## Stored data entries
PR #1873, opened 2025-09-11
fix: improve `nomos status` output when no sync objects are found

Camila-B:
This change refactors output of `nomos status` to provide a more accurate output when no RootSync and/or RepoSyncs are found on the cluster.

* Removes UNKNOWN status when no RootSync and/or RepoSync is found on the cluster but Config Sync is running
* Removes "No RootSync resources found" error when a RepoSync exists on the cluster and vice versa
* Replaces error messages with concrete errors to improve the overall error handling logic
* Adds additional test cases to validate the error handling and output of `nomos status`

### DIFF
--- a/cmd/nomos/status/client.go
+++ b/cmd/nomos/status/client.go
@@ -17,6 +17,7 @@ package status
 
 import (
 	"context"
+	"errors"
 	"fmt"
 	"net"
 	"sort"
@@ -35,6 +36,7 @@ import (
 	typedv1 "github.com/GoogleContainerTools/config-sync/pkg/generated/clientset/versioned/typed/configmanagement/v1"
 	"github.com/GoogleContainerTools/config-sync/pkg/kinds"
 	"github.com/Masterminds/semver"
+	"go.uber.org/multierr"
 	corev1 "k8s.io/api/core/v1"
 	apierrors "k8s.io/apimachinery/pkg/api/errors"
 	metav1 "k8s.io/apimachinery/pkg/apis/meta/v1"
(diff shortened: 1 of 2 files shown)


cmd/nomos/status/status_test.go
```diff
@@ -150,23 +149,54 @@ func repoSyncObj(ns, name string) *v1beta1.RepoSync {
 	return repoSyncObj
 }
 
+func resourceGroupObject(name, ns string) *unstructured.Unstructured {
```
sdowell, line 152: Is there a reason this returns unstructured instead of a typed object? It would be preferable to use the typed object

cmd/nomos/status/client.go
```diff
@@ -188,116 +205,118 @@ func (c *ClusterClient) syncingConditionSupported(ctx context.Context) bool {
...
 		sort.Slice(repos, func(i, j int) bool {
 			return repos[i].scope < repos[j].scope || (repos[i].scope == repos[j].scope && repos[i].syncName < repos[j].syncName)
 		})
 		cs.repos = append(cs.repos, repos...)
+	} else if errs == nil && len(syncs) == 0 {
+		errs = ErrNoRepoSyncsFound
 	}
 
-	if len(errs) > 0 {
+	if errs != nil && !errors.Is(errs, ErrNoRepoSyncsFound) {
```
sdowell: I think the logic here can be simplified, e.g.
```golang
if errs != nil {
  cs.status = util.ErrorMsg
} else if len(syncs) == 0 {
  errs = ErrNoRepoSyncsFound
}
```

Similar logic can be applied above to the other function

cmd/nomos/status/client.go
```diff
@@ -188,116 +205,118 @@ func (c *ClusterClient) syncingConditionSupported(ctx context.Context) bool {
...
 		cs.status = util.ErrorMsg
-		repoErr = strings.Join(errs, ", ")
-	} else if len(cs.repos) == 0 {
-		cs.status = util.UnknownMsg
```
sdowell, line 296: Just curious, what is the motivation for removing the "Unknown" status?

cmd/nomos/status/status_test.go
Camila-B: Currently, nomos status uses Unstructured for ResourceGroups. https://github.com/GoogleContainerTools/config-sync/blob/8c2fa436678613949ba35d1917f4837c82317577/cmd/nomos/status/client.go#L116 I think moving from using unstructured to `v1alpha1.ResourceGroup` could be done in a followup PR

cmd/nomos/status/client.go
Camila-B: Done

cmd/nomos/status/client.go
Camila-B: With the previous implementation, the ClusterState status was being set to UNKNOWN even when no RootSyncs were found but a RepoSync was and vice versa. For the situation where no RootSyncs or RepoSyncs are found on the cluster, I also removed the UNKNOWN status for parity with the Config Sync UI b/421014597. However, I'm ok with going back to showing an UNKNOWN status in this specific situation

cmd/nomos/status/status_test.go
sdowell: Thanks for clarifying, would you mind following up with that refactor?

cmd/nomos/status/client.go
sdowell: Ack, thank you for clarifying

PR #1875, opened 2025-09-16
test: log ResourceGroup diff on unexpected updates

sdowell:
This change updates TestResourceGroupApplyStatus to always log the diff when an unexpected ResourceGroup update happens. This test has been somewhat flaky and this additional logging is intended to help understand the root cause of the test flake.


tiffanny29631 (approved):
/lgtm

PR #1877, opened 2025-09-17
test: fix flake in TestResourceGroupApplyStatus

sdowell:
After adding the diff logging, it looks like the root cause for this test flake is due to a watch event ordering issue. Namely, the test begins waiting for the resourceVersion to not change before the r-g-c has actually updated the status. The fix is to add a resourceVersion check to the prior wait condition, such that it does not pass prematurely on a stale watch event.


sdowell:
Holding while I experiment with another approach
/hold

## Your assignment
In the answer, the lines from the first line of the data above through the line containing "-17,6 +17,7 @@ package status" must appear exactly as written, with nothing else.

## Solution
PR #1873, opened 2025-09-11
fix: improve `nomos status` output when no sync objects are found

Camila-B:
This change refactors output of `nomos status` to provide a more accurate output when no RootSync and/or RepoSyncs are found on the cluster.

* Removes UNKNOWN status when no RootSync and/or RepoSync is found on the cluster but Config Sync is running
* Removes "No RootSync resources found" error when a RepoSync exists on the cluster and vice versa
* Replaces error messages with concrete errors to improve the overall error handling logic
* Adds additional test cases to validate the error handling and output of `nomos status`

### DIFF
--- a/cmd/nomos/status/client.go
+++ b/cmd/nomos/status/client.go
@@ -17,6 +17,7 @@ package status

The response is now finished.